_YOUR OBJECTIVE_
Exactly as they appear below, repeat the lines from the one with "[FEATURE] Update 3D" through the one with "During our trip", and no others.

[[ MATERIAL SHOWN open ]]

PR #828, opened 2022-07-06
[FEATURE] Add reading of metadata from MODS for 3D objects

beatrycze-volk:
Next step will be including reading of personal data from ORCID API and corporate from VIAF API.


Classes/Format/Mods.php
```diff
@@ -78,56 +119,216 @@ public function extractMetadata(\SimpleXMLElement $xml, array &$metadata)
...
+    /**
+     * Get "description" stored in recordInfoNote.
+     *
+     * @access private
+     *
+     * @return void
+     */
+    private function getDescription() {
+        $this->getSingleMetadata('description', './mods:recordInfo/mods:recordInfoNote/text()');
+    }
```
sebastian-meyer: An implementation in this class is only necessary for metadata which can't be queried by XPath alone (like for example author or holder, where multiple possible encodings have to be taken in account). Everything else should be configured in the backend (with defaults in `Resources/Private/Data/MetadataDefaults.php`).

Classes/Format/Mods.php
```diff
@@ -78,56 +119,216 @@ public function extractMetadata(\SimpleXMLElement $xml, array &$metadata)
...
+    /**
+     * Get "identifier" - example: hotels (built public accommodations), AAT ID: 300007166.
+     *
+     * @access private
+     *
+     * @return void
+     */
+    private function getIdentifier() {
+        $this->getSingleMetadata('identifier', './mods:identifier/text()');
+    }
```
sebastian-meyer: See above: please add this as default mapping to `Resources/Private/Data/MetadataDefaults.php`.

Classes/Format/Mods.php
```diff
@@ -78,56 +119,216 @@ public function extractMetadata(\SimpleXMLElement $xml, array &$metadata)
...
+    /**
+     * Get "license" - license on which object is published.
+     *
+     * @access private
+     *
+     * @return void
+     */
+    private function getLicense() {
+        $this->getSingleMetadata('license', './mods:accessCondition/text()');
+    }
```
sebastian-meyer: See above: please add this as default mapping to `Resources/Private/Data/MetadataDefaults.php`.

Classes/Format/Mods.php
```diff
@@ -78,56 +119,216 @@ public function extractMetadata(\SimpleXMLElement $xml, array &$metadata)
...
+     *   - alternative names
+     *
+     * @access private
+     *
+     * @return void
+     */
+    private function getObjectNames() {
+        $this->getSingleMetadata('object_name', './mods:relatedItem/mods:titleInfo[not(@displayLabel="alternative")]/mods:title/text()');
+        $this->getSingleMetadata('object_alternative_names', './mods:relatedItem/mods:titleInfo[@displayLabel="alternative"]/mods:title/text()');
+    }
```
sebastian-meyer: See above: please add this as default mappings to `Resources/Private/Data/MetadataDefaults.php`.

Classes/Format/Mods.php
```diff
@@ -78,56 +119,216 @@ public function extractMetadata(\SimpleXMLElement $xml, array &$metadata)
...
+     * @access private
+     *
+     * @return void
+     */
+    private function getObjectLocationMetadata() {
+        $this->getSingleMetadata('object_location', './mods:relatedItem/mods:location/mods:physicalLocation/text()');
+        $this->getSingleMetadata('geonames', './mods:relatedItem/mods:location/mods:url[@displayLabel="geonames"]/text()');
+        $this->getSingleMetadata('wikidata', './mods:relatedItem/mods:location/mods:url[@displayLabel="wikidata"]/text()');
+        $this->getSingleMetadata('wikipedia', './mods:relatedItem/mods:location/mods:url[@displayLabel="wikipedia"]/text()');
+    }
```
sebastian-meyer: See above: please add this as default mappings to `Resources/Private/Data/MetadataDefaults.php`.

Classes/Format/Mods.php
```diff
@@ -78,56 +119,216 @@ public function extractMetadata(\SimpleXMLElement $xml, array &$metadata)
...
+     * @return void
+     */
+    private function getSingleMetadata($metadataIndex, $xpath) {
+        $results = $this->xml->xpath($xpath);
+        if (!empty($results)) {
+            foreach ($results as $result) {
+                $this->metadata[$metadataIndex][0] = (string) $result;
+            }
+        }
+    }
```
sebastian-meyer: See above: this method isn't needed if all single metadata mappings are moved to the default configuration.

Classes/Format/Mods.php
```diff
@@ -78,56 +119,216 @@ public function extractMetadata(\SimpleXMLElement $xml, array &$metadata)
...
+                        } else {
+                            $name[$k] = (string) $namePart;
+                        }
+                        $k++;
+                    }
+                    ksort($name);
+                    $this->metadata['holder'][$i] = trim(implode(', ', $name));
                 }
                 // Append "valueURI" to name using Unicode unit separator.
                 if (isset($authors[$i]['valueURI'])) {
```
sebastian-meyer:
```suggestion
                if (isset($holders[$i]['valueURI'])) {
```

Classes/Format/Mods.php
```diff
@@ -78,56 +119,216 @@ public function extractMetadata(\SimpleXMLElement $xml, array &$metadata)
...
-                    $metadata['author'][$i] .= chr(31) . (string) $authors[$i]['valueURI'];
+                    $this->metadata['holder'][$i] .= chr(31) . (string) $authors[$i]['valueURI'];
```
sebastian-meyer:
```suggestion
                    $this->metadata['holder'][$i] .= chr(31) . (string) $holders[$i]['valueURI'];
```

Classes/Format/Mods.php
```diff
@@ -34,20 +48,47 @@ class Mods implements \Kitodo\Dlf\Common\MetadataInterface
...
+
+        $this->getAuthors();
+        $this->getHolders();
+        $this->getPlaces();
+        $this->getYears();
+        $this->getDescription();
+        $this->getIdentifier();
+        $this->getLicense();
+        $this->getObjectNames();
+        $this->getObjectLocationMetadata();
```
sebastian-meyer:
```suggestion
```

Classes/Common/MetsDocument.php
```diff
@@ -459,6 +460,13 @@ public function getMetadata($id, $cPid = 0)
             'out_of_print' => [],
             'rights_info' => [],
             'collection' => [],
+            'object_name' => [],
+            'object_alternative_names' => [],
+            'object_location' => [],
+            'geonames' => [],
+            'wikidata' => [],
+            'wikipedia' => [],
+            'object_reconstruction' => [],
```
sebastian-meyer: This array needs to contain only those metadata fields, which are strictly required by other plugins/modules. So `holder` seems to be a necessary addition, since it is referenced in `Classes/Format/Mods.php`, but all the other additions should be omitted.

sebastian-meyer (changes requested):

Classes/Format/Mods.php
beatrycze-volk: Thanks for info! I will make changes according to it in this PR.

Classes/Format/Mods.php
```diff
@@ -22,6 +22,20 @@
  */
 class Mods implements \Kitodo\Dlf\Common\MetadataInterface
 {
+        /**
```
sebastian-meyer:
```suggestion
    /**
```

Resources/Private/Data/MetadataDefaults.php
```diff
@@ -520,5 +520,138 @@
...
+        'is_sortable' => 0,
+        'is_facet' => 0,
+        'is_listed' => 0,
+        'index_autocomplete' => 0,
+    ],
+    'object_name' => [
+        'format' => [
+            [
+                'format_root' => 'mods',
+                'xpath' => './mods:relatedItem/mods:titleInfo[not(@displayLabel="alternative")]/mods:title',
```
sebastian-meyer: Are you sure about the xpath? Normally "alternative" would be a typical value for the `type` attribute, but here you are querying the `displayLabel` attribute for it. Also, all metadata about the original object (rather than the 3D model) should be bundled within `./mods:relatedItem[@type="original"]`. I'd expect the xpath to look something like this:
`./mods:relatedItem[@type="original"]/mods:titleInfo[not(@type="alternative")]/mods:title`

Otherwise this seems to be a very specific and non-generic way of mapping an object's name. It's OK to do so, but then I'd suggest not putting this mapping into the Kitodo.Presentation defaults. So maybe leave it out here and instead put it into a pull request for the DFG-Viewer?

Resources/Private/Data/MetadataDefaults.php
```diff
@@ -520,5 +520,138 @@
...
+        'is_sortable' => 0,
+        'is_facet' => 0,
+        'is_listed' => 0,
+        'index_autocomplete' => 0,
+    ],
+    'object_alternative_names' => [
+        'format' => [
+            [
+                'format_root' => 'mods',
+                'xpath' => './mods:relatedItem/mods:titleInfo[@displayLabel="alternative"]/mods:title',
```
sebastian-meyer: See above: I'd expect this mapping to be querying the `type` attribute rather than the `displayLabel`.

Resources/Private/Data/MetadataDefaults.php
```diff
@@ -520,5 +520,138 @@
...
+        'is_sortable' => 0,
+        'is_facet' => 0,
+        'is_listed' => 0,
+        'index_autocomplete' => 0,
+    ],
+    'object_location' => [
+        'format' => [
+            [
+                'format_root' => 'mods',
+                'xpath' => './mods:relatedItem/mods:location/mods:physicalLocation',
```
sebastian-meyer: The object's location should be mapped to
`./mods:relatedItem[@type="original"]/mods:location/mods:physicalLocation`

Resources/Private/Data/MetadataDefaults.php
```diff
@@ -520,5 +520,138 @@
...
+        'is_sortable' => 0,
+        'is_facet' => 0,
+        'is_listed' => 0,
+        'index_autocomplete' => 0,
+    ],
+    'geonames' => [
+        'format' => [
+            [
+                'format_root' => 'mods',
+                'xpath' => './mods:relatedItem/mods:location/mods:url[@displayLabel="geonames"]',
```
sebastian-meyer: The object's location's geonames URI should be mapped to
`./mods:relatedItem[@type="original"]/mods:location/mods:physicalLocation[@authority="geonames"]/@valueURI`

Resources/Private/Data/MetadataDefaults.php
```diff
@@ -520,5 +520,138 @@
...
+        'is_sortable' => 0,
+        'is_facet' => 0,
+        'is_listed' => 0,
+        'index_autocomplete' => 0,
+    ],
+    'wikidata' => [
+        'format' => [
+            [
+                'format_root' => 'mods',
+                'xpath' => './mods:relatedItem/mods:location/mods:url[@displayLabel="wikidata"]',
```
sebastian-meyer: Is Wikidata only used for geographical information? Then it should be mapped to
`./mods:relatedItem[@type="original"]/mods:location/mods:physicalLocation[@authority="wikidata"]/@valueURI`

Otherwise, if we are linking to general information about the object, we should map to
`./mods:relatedItem[@type="original"]/mods:location/mods:url[@note="wikidata"]`

Resources/Private/Data/MetadataDefaults.php
```diff
@@ -520,5 +520,138 @@
...
+        'is_sortable' => 0,
+        'is_facet' => 0,
+        'is_listed' => 0,
+        'index_autocomplete' => 0,
+    ],
+    'wikipedia' => [
+        'format' => [
+            [
+                'format_root' => 'mods',
+                'xpath' => './mods:relatedItem/mods:location/mods:url[@displayLabel="wikipedia"]',
```
sebastian-meyer: See above: Wikipedia should be mapped the same way as Wikidata.

sebastian-meyer (changes requested):
Please see my comments below: This pull request is fine regarding the code, but some of the metadata mappings should be further discussed. I am OK with merging it anyways, because the mappings can be adjusted later and don't affect anything other than 3D models.

A general remark though: All the metadata mappings you added don't have a default `wrap`, are not indexed, not used as a facet and not used for sorting by default. This is bad practice, since this means the mappings don't have any effect... Since most of the metadata are meant to be displayed, please add at least a default `wrap` like this:
`"key.wrap = <dt>|</dt>\nvalue.required = 1\nvalue.wrap = <dd>|</dd>"`

Resources/Private/Data/MetadataDefaults.php
beatrycze-volk: But this doesn't match the MODS structure which we are currently using:
```
<mods:location>
  <mods:physicalLocation valueURI=""/>
  <mods:url displayLabel="geonames"/>
  <mods:url displayLabel="wikidata"/>
 <mods:url displayLabel="wikipedia"/>
</mods:location>
```

sebastian-meyer: Yes, I know. I am already in discussions with our colleagues in order to change the MODS structure accordingly. We should leave this as it is for now, but will need to change it later when the MODS structure got changed.

Resources/Private/Data/MetadataDefaults.php
beatrycze-volk: As above.

Should be transformation rewritten to match this XPath?

Resources/Private/Data/MetadataDefaults.php
beatrycze-volk: As above.

Should be transformation rewritten to match this XPath?

Resources/Private/Data/MetadataDefaults.php
sebastian-meyer: > Should be transformation rewritten to match this XPath?

Yes, please. That'd be great!

Resources/Private/Data/MetadataDefaults.php
beatrycze-volk: So the end result should be like that?
```
<mods:location>
  <mods:physicalLocation valueURI=""/>
  <mods:physicalLocation authority="geonames" valueURI="https://geonames..." />
  <mods:url note="wikidata"/>
 <mods:url note="wikipedia"/>
</mods:location>
```

Wikipedia links point to general Wikipedia pages for objects, the same as Wikidata. I don't think that there are some exact pages which contain only geographical information.

sebastian-meyer: Since "object location" and "geonames" refers to the same location, it should look like this:
```
<mods:location>
    <mods:physicalLocation authority="geonames" valueURI="[GEONAMES URI]">[LOCATION]</mods:physicalLocation>
    <mods:url note="wikidata">[WIKIDATA URI]</mods:url>
    <mods:url note="wikipedia">[WIKIPEDIA URI]</mods:url>
</mods:location>
```

beatrycze-volk: Transformation updated in DFG Viewer

sebastian-meyer (approved):

PR #829, opened 2022-07-13
[FEATURE] Integrate ORCID API

beatrycze-volk:
The author data like address, email and names can be read from the API if ORCID identifier is included in MODS.

Depends on #828


beatrycze-volk:
I have discovered error with different formats of given URLs:
- https://orcid.org/my-orcid?orcid=0000-0002-0419-9171
- https://orcid.org/0000-0001-7032-6696
Current implementation covers only second. Changed to draft so first option also gets coverage.

sebastian-meyer:
The first link is not a valid ORCID identifier (but a deep link to a person's personal account page) and we should not support it. Otherwise we would need to support any kind of ORCID link.

Only ORCID URIs of the form `https://orcid.org/XXXX-XXXX-XXXX-XXXX`are persistent identifiers and should be supported.

If someone enters an invalid ORCID link, it should get rejected by the repo's ingest form and not even be added to the XML metadata.

beatrycze-volk:
In current test case, half of the links are inserted as `https://orcid.org/XXXX-XXXX-XXXX-XXXX `and other half as `https://orcid.org/my-orcid?orcid=XXXX-XXXX-XXXX-XXXX`. I will remove part which handles second type.

Classes/Api/Orcid/Client.php
```diff
@@ -0,0 +1,124 @@
...
+    }
+
+    /**
+     * Creates the qualified API endpoint for retrieving the desired data
+     *
+     * @return string
+     **/
+    private function getApiEndpoint()
+    {
+        $url  = 'https://' . $this->level . '.' .  self::HOSTNAME;
```
sebastian-meyer:
```suggestion
        $url  = 'https://' . $this->level . '.' . self::HOSTNAME;
```

Classes/Api/Orcid/Client.php
```diff
@@ -0,0 +1,124 @@
...
+        $url .= '/v' . self::VERSION . '/';
+        $url .= '0000-0001-9483-5161';
+        //$url .= $this->orcid;
```
sebastian-meyer, line 120: This seems to be some forgotten debug code or is it an intentional self-plug? ;o)

Classes/Format/Mods.php
```diff
@@ -34,98 +50,206 @@ class Mods implements \Kitodo\Dlf\Common\MetadataInterface
...
-                        ) {
-                            $name[3] = (string) $namePart;
-                        } else {
-                            $name[$k] = (string) $namePart;
+
+                $identifier = $authors[$i]->xpath('./mods:nameIdentifier');
+                if ($identifier[0]['type'] == 'orcid' && !empty((string) $identifier[0])) {
+                    $orcidIdParts = explode('/', (string) $identifier[0]);
+                    $orcidId = trim(end($orcidIdParts));
+                    if (!str_contains($orcidId, 'orcid=')) {
```
sebastian-meyer: This is only necessary because of a faulty metadata mapping. The ORCID ID should be mapped to `./mods:name/mods:nameIdentifier[@type="orcid"]` as a plain ID value, not as full URL. So there shouldn't be any need to do string magic here in order to get the ID...
This should be fixed in the metadata mapping and removed from the code here.

sebastian-meyer (changes requested):

Classes/Api/Orcid/Client.php
sebastian-meyer: I just saw that this is already fixed in pull request #834. So no need to change it here!

Classes/Format/Mods.php
beatrycze-volk: Currently we are getting this data as URL:
```
<author_orcid>https://orcid.org/0000-0001-8356-8483</author_orcid>`
<holder_viaf>http://viaf.org/viaf/170713989</holder_viaf>
```

Should be string magic made in XSLT transformation?

sebastian-meyer: Since `mods:nameIdentifier` unfortunately doesn't allow the `@valueURI` attribute (where we could put the whole URL into), I think we need to do the string magic in XSLT in order to get the plain ID.

sebastian-meyer (approved):

PR #833, opened 2022-07-14
[FEATURE] Update 3D objects list filtering with filtering by type

beatrycze-volk:
Depends on #803


sebastian-meyer:
During our trip to Mainz I've discussed with Piotr and Sander that we will drop support for object lists in the DFG Viewer in favor of the search and navigation interface in the repository itself. So this pull request and #836, #837 and #852 are obsolete now. I'll therefore not merge them, but kindly ask you to remove the already integrated handling of object lists.

sebastian-meyer:
Closing this because feature is no longer needed.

[[ MATERIAL SHOWN closed ]]

_ANSWER SPACE_
[FEATURE] Update 3D objects list filtering with filtering by type

beatrycze-volk:
Depends on #803


sebastian-meyer:
During our trip to Mainz I've discussed with Piotr and Sander that we will drop support for object lists in the DFG Viewer in favor of the search and navigation interface in the repository itself. So this pull request and #836, #837 and #852 are obsolete now. I'll therefore not merge them, but kindly ask you to remove the already integrated handling of object lists.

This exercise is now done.